━━━ Data extract

PR #1481, opened 2026-09-18
feat: add Besu QBFT light client support

gjermundgaraba:
## Summary
- Add Besu QBFT header validation, consensus checks, and membership proof encoding.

━━━━━━

__Description of the task__: Each line of the data above is to be set down exactly.

__Written reply__:
PR #1481, opened 2026-09-18
feat: add Besu QBFT light client support

gjermundgaraba:
## Summary
- Add Besu QBFT header validation, consensus checks, and membership proof encoding.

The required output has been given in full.